Dekrit Presiden Republik Indonesia 1959
![]() Presiden Soekarno, yang sebagian wajahnya tertutup, berada di atas tangga, membaca dekrit tersebut | |
Tanggal | 5 Juli 1959 |
---|---|
Lokasi | Istana Merdeka, Jakarta |
Peserta/Pihak terlibat | Soekarno (Presiden Pertama Indonesia) |
Hasil | Pembubaran pemerintahan Demokrasi Liberal
|
Dekrit No. 150 Tahun 1959 | |
---|---|
![]() | |
Presiden Republik Indonesia | |
| |
Wilayah berlaku | Indonesia |
Ditetapkan oleh | Soekarno |
Tanggal ditetapkan | 5 Juli 1959 |
Ditandatangani pada | 5 Juli 1959 |
Tanggal berlaku | 5 Juli 1959 |
Bagian dari seri mengenai |
---|
Sejarah Indonesia |
![]() |
Garis waktu |
![]() |
Keputusan Presiden Nomor 150 Tahun 1959 tentang Kembali kepada Undang-Undang Dasar 1945, atau yang lebih dikenal sebagai Dekrit Presiden 5 Juli 1959, dikeluarkan oleh Presiden Soekarno dalam menghadapi ketidakmampuan Konstituante Republik Indonesia untuk mencapai mayoritas dua pertiga untuk memberlakukan kembali Undang-Undang Dasar 1945. Kepala Staf Angkatan Darat Abdul Haris Nasution-lah yang menyimpulkan bahwa ini akan menjadi satu-satunya cara untuk mewujudkan pengenalan kembali konstitusi yang membuka jalan bagi militer untuk memainkan peran yang lebih besar dalam menjalankan negara, mengawali periode yang dikenal sebagai "demokrasi terpimpin" (1959–1966).


Isi Dekrit
Dekrit yang dibacakan oleh Soekarno di Istana Merdeka berbunyi sebagai berikut:
DEKRIT PRESIDEN
Dengan Rachmat Tuhan Jang Maha Esa
KAMI PRESIDEN REPUBLIK INDONESIA/PANGLIMA TERTINGGI ANGKATAN PERANGDengan ini menjatakan dengan chidmat:
Bahwa anjuran Presiden dan Pemerintah untuk kembali kepada Undang-Undang Dasar 1945, jang disampaikan kepada segenap Rakjat Indonesia dengan Amanat Presiden pada tanggal 22 April 1959, tidak memperoleh keputusan dari Konstituante sebagaimana ditentukan dalam Undang-Undang Dasar Sementara;
Bahwa berhubung dengan pernjataan sebagian besar Anggota-anggota Sidang Pembuat Undang-Undang Dasar untuk tidak menghadiri lagi sidang. Konstituante tidak mungkin lagi mendjalankan tugas jang dipertjajakan oleh Rakjat kepadanja;
Bahwa hal jang demikian menimbulkan keadaan ketatanegaraan jang membahajakan persatuan dan keselamatan Negara, Nusa dan Bangsa, serta merintangi pembangunan semesta untuk mentjapai masjarakat jang adil dan makmur:
Bahwa dengan dukungan bagian terbesar Rakjat Indonesia dan didorong oleh kejakinan kami sendiri, kami terpaksa menempuh satu-satunja djalan untuk menjelamatkan Negara Proklamasi;
Bahwa kami berkejakinan bahwa Piagam Djakarta tertanggal 22 Djuni 1945 mendjiwai Undang-Undang Dasar 1945 dan adalah merupakan suatu rangkaian kesatuan dengan Konstitusi tersebut:
Maka atas dasar-dasar tersebut di atas,KAMI PRESIDEN REPUBLIK INDONESIA/PANGLIMA TERTINGGI ANGKATAN PERANG.
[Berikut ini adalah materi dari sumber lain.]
PR #1463, opened 2020-05-17
Add list to the list of passable objects

Qwerty-Space:


Lonami:
This is already explained below:
https://github.com/LonamiWebs/Telethon/blob/634bc3a8bd6abcdceaad3d2d0a9039a57c98cbc0/telethon/client/uploads.py#L162

As a benefit, it implies most options above work inside the list. As a downside, it's easier to miss. I think it's fine as-is.

Qwerty-Space:
I think it's pretty easy to miss, and doesn't show up in search.

I moved that line you linked up into the bullet list to make it easier to find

Menetapkan pembubaran Konstituante;
Menetapkan Undang-Undang Dasar 1945 berlaku lagi bagi segenap Bangsa Indonesia dan seluruh tumpah darah Indonesia, terhitung mulai hari tanggal penetapan Dekrit ini, dan tidak berlakunja lagi Undang-Undang Dasar Sementara.
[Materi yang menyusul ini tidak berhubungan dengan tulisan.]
PR #1470, opened 2020-05-20
payment example

apepenkov:
payment via telethon example (no shipping)

### DIFF
--- a/telethon_examples/README.md
+++ b/telethon_examples/README.md
@@ -136,6 +136,7 @@ assumes some [`asyncio`] knowledge, but otherwise is easy to follow.
 * Difficulty: **medium**.
 
 This example shows how to make invoices (Telegram's way of requesting payments) via a bot account. The example does not include how to add shipping information, though.
+You'll need to obtain provider token, more info [here](https://core.telegram.org/bots/payments)
 It makes use of the ["raw API"](https://tl.telethon.dev) (that is, no friendly `client.` methods), which can be helpful in understanding how it works and how it can be used.
 
 
--- a/telethon_examples/README.md
+++ b/telethon_examples/README.md
@@ -130,7 +130,7 @@ assumes some [`asyncio`] knowledge, but otherwise is easy to follow.
 
 ![Screenshot of the tkinter GUI][tkinter GUI]
 
-### [`payment.py`]
+### [`quart_login.py`]
 
 * Usable as: **bot**.
 * Difficulty: **medium**.
--- a/telethon_examples/README.md
+++ b/telethon_examples/README.md
@@ -135,8 +135,8 @@ assumes some [`asyncio`] knowledge, but otherwise is easy to follow.
 * Usable as: **bot**.
 * Difficulty: **medium**.
 
-This example shows you an example of making invoices (requesting payemnts) via bot without shipping.
-Uses some raw api and some raw request, which can also help you in understanding telethon itself.
+This example shows how to make invoices (Telegram's way of requesting payments) via a bot account. The example does not include how to add shipping information, though.
+It makes use of the ["raw API"](https://tl.telethon.dev) (that is, no friendly `client.` methods), which can be helpful in understanding how it works and how it can be used.
 
 
 [Telethon]: https://github.com/LonamiWebs/Telethon
--- a/telethon_examples/README.md
+++ b/telethon_examples/README.md
@@ -136,7 +136,9 @@ assumes some [`asyncio`] knowledge, but otherwise is easy to follow.
 * Difficulty: **medium**.
 
 This example shows how to make invoices (Telegram's way of requesting payments) via a bot account. The example does not include how to add shipping information, though.
-You'll need to obtain provider token, more info [here](https://core.telegram.org/bots/payments)
+
+You'll need to obtain a "provider token" to use this example, so please read [Telegram's guide on payments](https://core.telegram.org/bots/payments) before using this example.
+
 
 It makes use of the ["raw API"](https://tl.telethon.dev) (that is, no friendly `client.` methods), which can be helpful in understanding how it works and how it can be used.
 
--- a/telethon_examples/README.md
+++ b/telethon_examples/README.md
@@ -137,6 +137,7 @@ assumes some [`asyncio`] knowledge, but otherwise is easy to follow.
 
 This example shows how to make invoices (Telegram's way of requesting payments) via a bot account. The example does not include how to add shipping information, though.
 You'll need to obtain provider token, more info [here](https://core.telegram.org/bots/payments)
+
 It makes use of the ["raw API"](https://tl.telethon.dev) (that is, no friendly `client.` methods), which can be helpful in understanding how it works and how it can be used.
 
 
--- a/telethon_examples/README.md
+++ b/telethon_examples/README.md
@@ -130,7 +130,7 @@ assumes some [`asyncio`] knowledge, but otherwise is easy to follow.
 
 ![Screenshot of the tkinter GUI][tkinter GUI]
 
-### [`quart_login.py`]
+### [`payment.py`]
 
 * Usable as: **bot**.
 * Difficulty: **medium**.
--- a/telethon_examples/README.md
+++ b/telethon_examples/README.md
@@ -130,7 +130,7 @@ assumes some [`asyncio`] knowledge, but otherwise is easy to follow.
 
 ![Screenshot of the tkinter GUI][tkinter GUI]
 
-### [`payment.py`]
+### [`payment.py`](https://raw.githubusercontent.com/LonamiWebs/Telethon/master/telethon_examples/payment.py)
 
 * Usable as: **bot**.
 * Difficulty: **medium**.
--- a/telethon_examples/README.md
+++ b/telethon_examples/README.md
@@ -130,6 +130,14 @@ assumes some [`asyncio`] knowledge, but otherwise is easy to follow.
 
 ![Screenshot of the tkinter GUI][tkinter GUI]
 
+### [`payment.py`]
+
+* Usable as: **bot**.
+* Difficulty: **medium**.
+
+This example shows you an example of making invoices (requesting payemnts) via bot without shipping.
+Uses some raw api and some raw request, which can also help you in understanding telethon itself.
+
 
 [Telethon]: https://github.com/LonamiWebs/Telethon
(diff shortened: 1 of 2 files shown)


telethon_examples/README.md
```diff
@@ -130,6 +130,14 @@ assumes some [`asyncio`] knowledge, but otherwise is easy to follow.
 
 ![Screenshot of the tkinter GUI][tkinter GUI]
 
+### [`payment.py`](https://raw.githubusercontent.com/LonamiWebs/Telethon/master/telethon_examples/payment.py)
+
+* Usable as: **bot**.
+* Difficulty: **medium**.
+
+This example shows you an example of making invoices (requesting payemnts) via bot without shipping.
```
Lonami, line 138:
```suggestion
This example shows how to make invoices (Telegram's way of requesting payments) via a bot account. The example does not include how to add shipping information, though.
```

telethon_examples/README.md
```diff
@@ -130,6 +130,14 @@ assumes some [`asyncio`] knowledge, but otherwise is easy to follow.
...
+Uses some raw api and some raw request, which can also help you in understanding telethon itself.
```
Lonami, line 139:
```suggestion

It makes use of the ["raw API"](https://tl.telethon.dev) (that is, no friendly `client.` methods), which can be helpful in understanding how it works and how it can be used.
```

telethon_examples/payment.py
```diff
@@ -0,0 +1,143 @@
...
+
+loop = asyncio.get_event_loop()
+
+api_id = 0
+api_hash = ""
+provider_token = ""  # https://core.telegram.org/bots/payments#getting-a-token
+
+tracemalloc.start()
+logging.basicConfig(format='%(asctime)s - %(name)s - %(levelname)s - %(message)s',
+                    level=logging.WARN)
```
Lonami, line 15: Isn't this deprecated? Shouldn't it be `WARNING`?

telethon_examples/payment.py
```diff
@@ -0,0 +1,143 @@
+from telethon import TelegramClient, events, types, functions
+
+import asyncio
+import logging
+import tracemalloc
+
+loop = asyncio.get_event_loop()
+
+api_id = 0
+api_hash = ""
```
Lonami, line 10: Please do the same as https://raw.githubusercontent.com/LonamiWebs/Telethon/master/telethon_examples/replier.py (use `get_env`), at least to configure these.

telethon_examples/payment.py
```diff
@@ -0,0 +1,143 @@
...
+        email_to_provider=False
+
+    )
+    return types.InputMediaInvoice(
+        title=title,
+        description=description,
+        invoice=invoice,
+        payload=payload.encode("UTF-8"),  # payload, which will be sent to next 2 handlers
+        provider=provider_token,
+        provider_data=types.DataJSON("{}"),  # honestly, no idea.
```
Lonami, line 94: I would really like it if we didn't say this. Maybe Telegram's bot API page or PTB docs have more info? It would make sense if it was provider-provided data they need, but better check.

telethon_examples/payment.py
```diff
@@ -0,0 +1,143 @@
...
+            "Pay", 10000, "RUB", "Title A", "description A", "product A", "abc"
+        )
+    )
+
+
+@bot.on(events.NewMessage(pattern="/product_b"))
+async def start_handler(event: events.NewMessage.Event):
+    await event.respond(
+        "here you go!",
+        file=generate_invoice(
```
Lonami, line 121: Maybe we should use keyword arguments so it's clear what we do?

telethon_examples/payment.py
```diff
@@ -0,0 +1,143 @@
...
+        )
+    )
+
+
+@bot.on(events.NewMessage(pattern="/product_c"))
+async def start_handler(event: events.NewMessage.Event):
+    await event.respond(
+        "here you go!",
+        file=generate_invoice(
+            "Pay", 50000, "RUB", "Title C", "description c - shall cause an error", "product C", "abc"
```
Lonami, line 132: Same here, keyword arguments.

telethon_examples/payment.py
```diff
@@ -0,0 +1,143 @@
...
+        )
+    )
+
+
+async def main():
+    await bot.start()
+    print(f"Started.")
+    await asyncio.gather(bot.run_until_disconnected())
```
Lonami, line 140: Why are you using `gather` for a single task?

telethon_examples/payment.py
```diff
@@ -0,0 +1,143 @@
...
+        "here you go!",
+        file=generate_invoice(
+            "Pay", 50000, "RUB", "Title C", "description c - shall cause an error", "product C", "abc"
+        )
+    )
+
+
+async def main():
+    await bot.start()
+    print(f"Started.")
```
Lonami, line 139: You obtained a logger above, `print` should generally be avoided. Use the logger.

telethon_examples/payment.py
apepenkov: Actually found that one
JSON-encoded data about the
                invoice, which will be shared with the payment provider. A detailed description of
                required fields should be provided by the payment provider. When an object is
                passed, it will be encoded as JSON.

apepenkov:
Added changes

telethon_examples/payment.py
```diff
@@ -0,0 +1,174 @@
...
+
+
+# let's put it in one function for more easier way
+def generate_invoice(price_label: str, price_amount: int, currency: str, title: str,
+                     description: str, payload: str, start_param: str) -> types.InputMediaInvoice:
+    price = types.LabeledPrice(label=price_label, amount=price_amount)  # label - just a text, amount=10000 means 100.00
+    invoice = types.Invoice(
+        currency=currency,  # currency like USD
+        prices=[price],  # there could be a couple of prices.
+        test=True,  # if you're working with test token
```
Lonami, line 95: I don't see any explanation on how someone would work with non-test data. How do I even get started with real payments? I think we should at least include an explicit link to https://core.telegram.org/bots/payments, in both the `README` and top of the file:
```python
"""
blah blah https://core.telegram.org/bots/payments blah blah to get started…
…make sure to change `test=False` below when done blah blah
"""
```

So that people won't ask "okay but how do I actually use real data?".

telethon_examples/payment.py
```diff
@@ -0,0 +1,174 @@
...
+
+        #  params for requesting specific fields
```
Lonami, line 97: Minor style nits.

```suggestion
        # params for requesting specific fields
```

telethon_examples/payment.py
```diff
@@ -0,0 +1,174 @@
...
+        name_requested=False,
+        phone_requested=False,
+        email_requested=False,
+        shipping_address_requested=False,
+
+        #  if price changes depending on shipping
```
Lonami, line 103:
```suggestion
        # if price changes depending on shipping

```

telethon_examples/payment.py
```diff
@@ -0,0 +1,174 @@
...
+        flexible=False,
+
+        #  send data to provider
```
Lonami, line 106:
```suggestion
        # send data to provider
```

telethon_examples/payment.py
```diff
@@ -0,0 +1,174 @@
...
+        phone_to_provider=False,
+        email_to_provider=False
+
```
Lonami, line 109:
```suggestion
```

telethon_examples/payment.py
```diff
@@ -0,0 +1,174 @@
...
+        provider_data=types.DataJSON("{}"),
+        # data about the invoice, which will be shared with the payment provider. A detailed description of
+        # required fields should be provided by the payment provider.
+
+        start_param=start_param,
+        # start_param will be passed with UpdateBotPrecheckoutQuery,
+        # I don't really know why is it needed, I guess like payload.
+        # from PTB docs: Unique deep-linking parameter that can be used to
+        #                 generate this invoice when used as a start parameter.
```
Lonami, line 126: We should probably reword this and there is no need to mention "PTB" (I'm sure a lot of people won't know what it is, nor should they care).

Something like:
```
# deep linking may also be used in UpdateBotPrecheckoutQuery
# see: https://core.telegram.org/bots#deep-linking
```

If it can be left empty, also note `# it may be the empty string if not needed`.

telethon_examples/payment.py
```diff
@@ -0,0 +1,174 @@
...
+        )
+    )
+
+
+async def main():
+    await bot.start()
+    await bot.run_until_disconnected()
+
+
+loop.run_until_complete(main())
```
Lonami, line 174:
```suggestion
if __name__ == '__main__':
    loop.run_until_complete(main())
```

telethon_examples/payment.py
apepenkov: Provider token is needed both for test and real though.

Lonami: Hmm, okay, I still think a brief introduction to the matter would be nice. The line:
```python
 provider_token = ""  # https://core.telegram.org/bots/payments#getting-a-token 
```

May be missed and we don't check if the user didn't provide one, which likely fails with some RPC error.

apepenkov: Added comments with a new commit

telethon_examples/README.md
```diff
@@ -136,6 +136,7 @@ assumes some [`asyncio`] knowledge, but otherwise is easy to follow.
 * Difficulty: **medium**.
 
 This example shows how to make invoices (Telegram's way of requesting payments) via a bot account. The example does not include how to add shipping information, though.
+You'll need to obtain provider token, more info [here](https://core.telegram.org/bots/payments)
```
Lonami, line 139: Please avoid using links which are just a single word like "[here](https://example.com)". They provide no context whatsoever on their own and are annoying accessibility-wise.
```suggestion

You'll need to obtain a "provider token" to use this example, so please read [Telegram's guide on payments](https://core.telegram.org/bots/payments) before using this example.

```

(The empty newline is necessary or Markdown won't make it separate paragraphs.)

telethon_examples/payment.py
```diff
@@ -0,0 +1,183 @@
...
+
+
+async def main():
+    await bot.start()
+    await bot.run_until_disconnected()
+
+
+if __name__ == '__main__':
+    if not provider_token:
+        logger.log(logging.WARNING, "No provider token supplied.")
```
Lonami, line 181:
```suggestion
        logger.error("No provider token supplied.")
```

Pembentukan Madjelis Permusjawaratan Rakjat Sementara, jang terdiri atas Anggota-anggota Dewan Perwakilan Rakjat ditambah dengan utusan-utusan dari daerah-daerah dan golongan-golongan serta pembentukan Dewan Pertimbangan Agung Sementara, akan diselenggarakan dalam waktu jang sesingkat-singkatnja.Ditetapkan di Djakarta
pada tanggal 5 Djuli 1959Atas nama rakjat Indonesia:
PRESIDEN REPUBLIK INDONESIA/PANGLIMA TERTINGGI ANGKATAN PERANG
SOEKARNO
Latar belakang
Dekret Presiden 1959 dilatarbelakangi oleh kegagalan Badan Konstituante untuk menetapkan UUD baru sebagai pengganti UUDS 1950. Anggota Konstituante mulai bersidang pada 10 November 1956, tetapi pada kenyataannya hingga tahun 1958 belum berhasil merumuskan UUD yang diharapkan. Sementara, di kalangan masyarakat pendapat-pendapat untuk kembali kepada UUD '45 semakin kuat. Dalam menanggapi hal itu, Presiden Ir. Soekarno lantas menyampaikan amanat di depan sidang Konstituante pada 22 April 1959 yang isinya menganjurkan untuk kembali ke UUD '45.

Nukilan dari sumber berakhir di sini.